Игнатьев озяб. Ватные брюки и куртка уже не грели, ноги и руки застыли. Холод охватывал живот, грудь, пробирал до костей. Так, без движения, не мудрено и закоченеть. Игнатьев заставлял себя не думать об этом, сосредоточивая мысль на опасности, которая могла вдруг прилететь с холма. «Вот ударит, вот-вот ударит, выстрелит — и конец. Кто его знает, может, прицеливается уже, выбирает, куда лучше пулю всадить...» Но, странно, как ни старался Игнатьев, чувство страха не приходило, и было по-прежнему холодно.

Немец не подавал признаков жизни. Это можно объяснить, положим, тремя причинами. Он либо ушел скрытым от Игнатьева путем, либо погиб, а может, был ранен, либо так же, как Игнатьев, секретится, невредимый. Из этих трех вариантов Игнатьев выбрал последний, самый для себя нежелательный. На войне, тем более снайперской, лучше рассчитывать на худшее. Однако, что бы там ни было, Игнатьев решил действовать. Его потянуло что-то предпринять, выкинуть что-то неожиданное, лишь бы покончить с неизвестностью.

Обдумывая, с чего начать, Игнатьев вспомнил Морозюка и пожалел, что рядом нет напарника. Зря не взял его с собой, а как просился! Сидит, наверное, с биноклем, переживает... Вдвоем было бы легче обмануть противника. Уловок для этого Игнатьев знал много и не раз пользовался ими, да и сейчас, будь Морозюк под боком, сочинил бы кое-что. Напарник, укрывшись от прямого выстрела, мог безопасно демаскировать себя — тут бери немца в переплет. Одному это не так сподручно. В одиночку, вызывая огонь на себя, ты становишься одновременно и охотником и приманкой. В такой канители гляди в оба.

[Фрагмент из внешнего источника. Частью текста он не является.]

PR #6196, opened 2026-06-17
Periodically write a /tmp/heartbeat file in the bugbug http service worker

marco-c:
@emaydeck-mozilla does this work? Another alternative would be to write the last heartbeat from the rq worker.


suhaibmujahid (approved):
Why do we need this?

marco-c:
@suhaibmujahid this would be used as a liveness probe to identify if a worker crashed.

PR #6201, opened 2026-06-20
Broaden workspace membership patterns in the root pyproject

### LINKED ISSUE #5653: Use uv workspaces to manage the diffrent services/libs
Related to #5022

This repository contains multiple services and libraries, with more expected as the project grows. We've opted for a monorepo structure to reduce maintenance overhead and minimize interdependency issues. However, managing multiple Python packages in a single repository introduces challenges around dependency conflicts, complex dependency resolution, and keeping package dependencies synchronized. Adopting [uv workspaces](https://docs.astral.sh/uv/concepts/projects/workspaces) will address these issues by providing unified dependency resolution across all packages, simplified handling of internal dependencies, and better tooling for managing multiple related Python projects. This will reduce configuration duplication, ensure consistent dependency versions across services, and simplify the development workflow

suhaibmujahid:
Resolves #5653


.github/dependabot.yml
```diff
@@ -34,44 +34,6 @@ updates:
...
-        update-types:
-          - patch
-    cooldown:
-      semver-major-days: 14
-      semver-minor-days: 7
-      semver-patch-days: 3
-    open-pull-requests-limit: 99
-    allow:
-      - dependency-type: direct
   - package-ecosystem: uv
```
marco-c, line 37: The split was because Dependabot was running out of time when looking for dependency updates. If we do this, we might run into that problem again.

marco-c (approved):

.github/dependabot.yml
suhaibmujahid: Now it is different since they share the same uv.lock file, so it is one update. If we keep it as it is, it won’t work.

PR #6228, opened 2026-06-23
Fix a few errors reported on sentry

padenot:
This patch series is composed of independent commits, only related by the fact that each of those fixes one or more issues surfaced by sentry. They should be reviewed independently.

The goal is to fix some sentry errors, and prequalify some of them (usually not actionable, e.g. a transient failure of another service) to something that doesn't create a sentry entry.

### DIFF
--- a/bugbug/tools/code_review/database.py
+++ b/bugbug/tools/code_review/database.py
@@ -135,7 +135,7 @@ class EvaluationAction(enum.Enum):
 
 @dataclass
 class SuggestionFeedback:
-    id: int
+    id: int | str
     comment: str
     file_path: str
     action: Literal["APPROVE", "REJECT", "IGNORE"]
--- a/bugbug/tools/code_review/langchain_tools.py
+++ b/bugbug/tools/code_review/langchain_tools.py
@@ -203,7 +203,7 @@ async def search_text(
     except SearchfoxNetworkError as e:
         return _tool_error(f"search failed: {e}")
     except SearchfoxRequestError as e:
-        logger.error(
+        logger.warning(
             "Bad request searching for %r (path=%r, langs=%r): %s",
             query,
             path_filter,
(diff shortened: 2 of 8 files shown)


marco-c:
What about keeping transient errors in Sentry, but ignoring them there? So if we see a huge uptick we could investigate

padenot:
Update w/ the 50 -> 100 turn change dropped, and marco's comment addressed

marco-c (dismissed):
LGTM, but there's still a linting error

marco-c (approved):

services/reviewhelper-api/app/routers/request.py
```diff
@@ -80,7 +81,19 @@ async def create_or_get_review_request(
...
+        await db.rollback()
+        existing_request = await db.scalar(stmt)
+        if existing_request is None:
+            raise
+        return JSONResponse(
+            {
+                "status": existing_request.status.value,
+                "message": _build_response_message(existing_request),
+            }
+        )
```
suhaibmujahid, line 96: Why are we doing this? We already have a mechanism to handle this and do the rollback on error in `get_db()`.

bugbug/tools/code_review/langchain_tools.py
```diff
@@ -233,7 +233,7 @@ async def get_field_layout(
     except SearchfoxNetworkError as e:
         return _tool_error(f"field layout fetch failed: {e}")
     except SearchfoxRequestError as e:
-        logger.error("Bad request fetching field layout for %r: %s", class_name, e)
+        logger.warning("Bad request fetching field layout for %r: %s", class_name, e)
```
suhaibmujahid, line 236: Why are we downgrading the log level? We can ignore it in Sentry until it spikes. Sentry supports that.

bugbug/tools/code_review/database.py
```diff
@@ -135,7 +135,7 @@ class EvaluationAction(enum.Enum):
 
 @dataclass
 class SuggestionFeedback:
-    id: int
+    id: int | str
```
suhaibmujahid, line 138: Do we have an error regarding this?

В замысле Игнатьева не было ни удальства, ни опрометчивости. Был расчет, слагаемый из того, что в его положении можно было и следовало учесть. Пока я не высовываюсь ни на столечко, рассуждал Игнатьев, немец достать меня не может. Понимает ли это он? Возможно, потому, что стрелял лишь раз, этого для проверки мало, а больше и не пытался: сообразил, гад.

Игнатьев решился. Он долго вытаскивал из-под капюшона сбитую на затылок шапку, перетянул ее под живот и, не поднимаясь, выпростал наружу. Затем, опершись о правую ногу, стал сдирать с левой сапог. Сделать это было нелегко: уж очень плотно накрутил портянки. Игнатьев провозился немало, даже согрелся, натрудясь, но сапог все-таки сполз наполовину с ноги. Теперь Игнатьев, изогнувшись, перетащил шапку под собой к сапогу и надел ее на носок. Все получилось как хотел. Игнатьев действовал так медленно, что немец вряд ли заметил: иначе бы дал о себе знать.

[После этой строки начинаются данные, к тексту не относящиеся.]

PR #6229, opened 2026-06-23
Increase recursion limit to 100 and stop retrying on GraphRecursionError

suhaibmujahid:
Adds RecursionLimitError to core exceptions, raised by the agent when GraphRecursionError is hit, and caught in the API as ReviewProcessingError to prevent retries.


marco-c:
This was done in https://github.com/mozilla/bugbug/pull/6228 too, do you want to land independently or we just land that one instead and close this?

padenot:
I'll drop mine from the stack, this should land separately asap.

marco-c (approved):

PR #6230, opened 2026-06-23
code_review: prompt suggests splitting large/multi-concern patches

sylvestre:


marco-c:
To avoid affecting the results of the review from the perspective of finding issues, etc., I would add this as a separate prompt that is run independently.

marco-c:
Like, before the main review prompt, or after the main review prompt.

sylvestre:
@suhaibmujahid @marco-c done!

suhaibmujahid (approved):
LGTM! Than thank you!

PR #6129, opened 2026-06-04
Make two tools non-strict to sidestep Anthropic's schema size restriction

padenot:
Fixes #6109
 
https://docs.langchain.com/oss/python/integrations/chat/anthropic#strict-tool-use
https://platform.claude.com/docs/en/agents-and-tools/tool-use/strict-tool-use

PR #6234, opened 2026-06-25
code_review: fix schema compilation error (ToolStrategy + remove _make_non_strict)

padenot:
## Summary

- Switches `response_format` from `ProviderStrategy` to `ToolStrategy` in `CodeReviewTool`
- Removes the `_make_non_strict` workaround from `SEARCHFOX_TOOLS`

## Background

`ProviderStrategy(AgentResponse)` causes `langchain_anthropic` to send the `AgentResponse` JSON schema as `output_config.format`. When combined with thinking enabled and 12 tool schemas (11 SEARCHFOX + `write_todos` from `TodoListMiddleware`), this exceeds Anthropic's schema compilation budget:

```
BadRequestError: Schema is too complex for compilation.
Try reducing the number of tools or simplifying tool schemas.
```

Sentry issue: REVIEWHELPER-API-Z — 400+ occurrences since the tools were expanded in PR #6051.

`ToolStrategy` sends `AgentResponse` as a regular tool call instead, removing `output_config` from the request. Thinking stays enabled. The compilation limit is no longer hit regardless of tool count.

## Why _make_non_strict is also removed

PR #6129 made `expand_context` and `find_definition` non-strict to stay under a separate 16-anyOf-in-strict-tools limit. That limit only applies to strict tools; `ToolStrategy` doesn't change it. But the non-strict flag only affects validation behaviour — Anthropic still compiles non-strict tool schemas — so it never actually fixed the compilation error we were seeing. Now that the root cause is addressed there is no reason to keep the workaround.

## Tradeoff

`ToolStrategy` relies on the model following the `AgentResponse` schema via tool-call conventions rather than having it enforced server-side by `output_config`. In practice Claude follows tool schemas reliably; a malformed response surfaces as a Pydantic parsing error in the app rather than being caught at the API boundary. Application-level validation is already present.

## Test plan

- `_schema_test.py` (repo root) demonstrates the four cases against the live API
- `pytest tests/test_code_review.py` — 61 tests, all passing

### DIFF
--- a/_schema_test.py
+++ b/_schema_test.py
@@ -1,0 +1,164 @@
+"""
+Demonstrates the schema compilation limit hit by the code review agent.
+
+Sentry issue: REVIEWHELPER-API-Z
+GitHub issue: https://github.com/mozilla/bugbug/issues/6109
+
+Three factors combine to exceed Anthropic's compilation limit:
+  1. thinking (adaptive or enabled)
+  2. output_config — sent by langchain_anthropic when ProviderStrategy is used;
+     carries the full AgentResponse/GeneratedReviewComment JSON schema
+  3. 12 tool schemas — 11 SEARCHFOX tools + write_todos injected by TodoListMiddleware
+
+Any two of these three alone is fine. All three together triggers:
+  "Schema is too complex for compilation. Try reducing the number of tools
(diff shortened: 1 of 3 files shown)


padenot:
Wrong branch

«Ну, повоюем? — усмехнулся Игнатьев. — Нас уже, можно сказать, двое, а ты, милок, один...»

Отдышавшись, Игнатьев проверил установки прицела. Конечно, в первый раз он стрелял наугад, и сейчас нужно было все уточнить, потому как работа предстояла секундная и нешуточная. От крайнего комка земли на холм падала тень, она могла сойти за неплохой ориентир для определения расстояния. Игнатьев мысленно представил себе мелькнувшую там голову немецкого снайпера, сравнил с размерами тени. Метров двести до нее будет, ну, может, двести десять, двести пять. Значит, цифра прицела должна быть «два». Ветерок справа... Метра три в секунду дует, не меньше. Поправку и на него надо сделать. Хоть ерундовую, сантиметра на три, а надо. Столярная точность требуется, не плотницкая, товарищ прораб. Да еще мороз учесть, градусов пятнадцать сегодня. «Гарно прохладно», — сказал бы дядько Морозюк и не ошибся бы: гарно... Получается поправка на дальность метров пятнадцать, и прицел должен быть не два, а два с половиной.

Такие задачки Игнатьев решал автоматически, не задумываясь, и если бы стрелять пришлось сразу, он был и к этому готов.

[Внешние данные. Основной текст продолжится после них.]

PR #26, opened 2018-11-09
Switch to NPM packages for some deps

bryphe:


bryphe:
This was addressed with #48

PR #46, opened 2018-11-15
update gitignore

joprice:


bryphe:
Thanks @joprice ! Looks great! Build failures are unrelated to this change, so I'll bring it in now -

PR #55, opened 2018-11-18
fix crash in example with empty string

joprice:
When the input string is empty and backspace is hit, you get the error: 

`Fatal error: exception Invalid_argument("String.sub / Bytes.sub")`

This is due negative index passed to substring.


bryphe:
Excellent! Thanks for fixing this @joprice .

PR #58, opened 2018-11-18
[WIP] Feature/add flex styles

Akin909:
Add an example using to show usage of various flex box arrangements


src/UI/Style.re
```diff
@@ -5,67 +5,75 @@ open Revery_Core;
 type fontFamily = string;
 
 type t = {
-    backgroundColor: Color.t,
```
Akin909: got `ocaml-reasonl-lsp` working (none of the other plugins work) but it's using `reasonfmt` resulting in the unintended whitespace changes

examples/Flexbox.re
```diff
@@ -0,0 +1,142 @@
...
+  let parentColumnStyle = parentStyles(~direction=LayoutTypes.Column);
+  let headerStyle =
+    Style.make(
+      ~fontSize=60,
+      ~fontFamily="Roboto-Regular.ttf",
+      ~color=Colors.white,
+      (),
+    );
+
+  let horizontalStyles =
```
bryphe: @Akin909 - this is awesome! Great to see all these cases working 💯 Thanks for putting this together.

src/UI/Style.re
```diff
@@ -5,67 +5,75 @@ open Revery_Core;
...
-    right: int,
-    fontFamily: fontFamily,
-    fontSize: int,
+  backgroundColor: Color.t,
+  color: Color.t,
+  width: int,
+  height: int,
+  position: LayoutTypes.positionType,
+  flexDirection: LayoutTypes.flexDirection,
+  alignItems: LayoutTypes.align,
```
bryphe: Thanks for adding these new styles 👍

Akin909:
@bryphe I was hoping to add some more rules like `order`etc. but still having a few issues with my tool/environment re lsp and such so thought rather than sit on this you could use what I've got so far and I can revisit this when I'm a bit better setup. In the mean time I've tidied it up a bit

Akin909:
@bryphe I actually seem to have gotten `ocaml-language-server` to work with terminal nvim although the steps I took were a bit random, I installed the `reason-cli@latest-linux` then also installed `opam` and `ocaml` separately. It didn't work without all those bits (on my system anyway, arch-based linux distro)

PR #83, opened 2018-12-01
Add Clock demo

OhadRau:
I worked to fine-tune this example a little bit after I switched to using <view>s. I still think it would be cleaner to have a real anchor point/pivot thing supported in Revery (right now I'm doing some weird math and it's still probably not perfect), so I'm gonna try to design an API for that (probably will submit that PR in a few days).


OhadRau:
Oh, didn't realize you already have it written lol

Как ни всматривался Игнатьев в нагромождения земли на вершине холма, ни намека на присутствие немца не обнаруживал. «Окоп у него там опять? — засомневался Игнатьев. — Спрятался и сидит, как мышь в норе, попробуй соблазни его шапкой, коли он ничего не видит. Если так, ему и голову подставишь — прозевает. Так отчего я все-таки чувствую, что он здесь, что не ушел, а вынюхивает, караулит? Вот не вижу его, а знаю: сидит, ждет. Где? За каким комком? Который на собачью морду похож или за «арбузом»?» — Игнатьев без устали обшаривал глазами рваную верхушку холма, но все было тщетно: враг таился.

И вдруг Игнатьев почувствовал смутное желание смотреть в одну точку — между двух небольших глинистых глыб, напоминающих короткие кривые рога: его взгляд так и приковывало, притягивало, словно присасывало сюда: казалось, что-то заманивает, подзывает Игнатьева, тревожно возбуждая.

«Чертовщина!» — поморгал глазами Игнатьев и повел их в сторону, чутко прислушиваясь к самому себе: не возникнет ли вновь этот интуитивный позыв? Так и есть! Ему опять нестерпимо захотелось увидеть те глыбины... Он всмотрелся в них и вздрогнул, сообразив наконец, что произошло. «Нет, нет, — прошептал он, — этого быть не может, чепуха!»

Однако, как ни успокаивал себя Игнатьев, это было: они смотрели прямо друг на друга, смотрели глаза в глаза.

Игнатьев мог поклясться, что это так, что ему не мерещится, — вот они, глаза врага, злобные, колкие — и неподвижные, неподвижные, как воткнутые в тебя...

Что ж, Игнатьев принял этот вызов, деваться-то было некуда. Головы и лица немца он не видел, мешали комья земли, да и глаза на таком расстоянии вряд ли можно было различить, но если не их блеск, не выражение этих глаз, то мысль и чувство, бьющиеся во взгляде врага, проникали в Игнатьева остро, явственно. Это была жажда убийства, это была ненависть.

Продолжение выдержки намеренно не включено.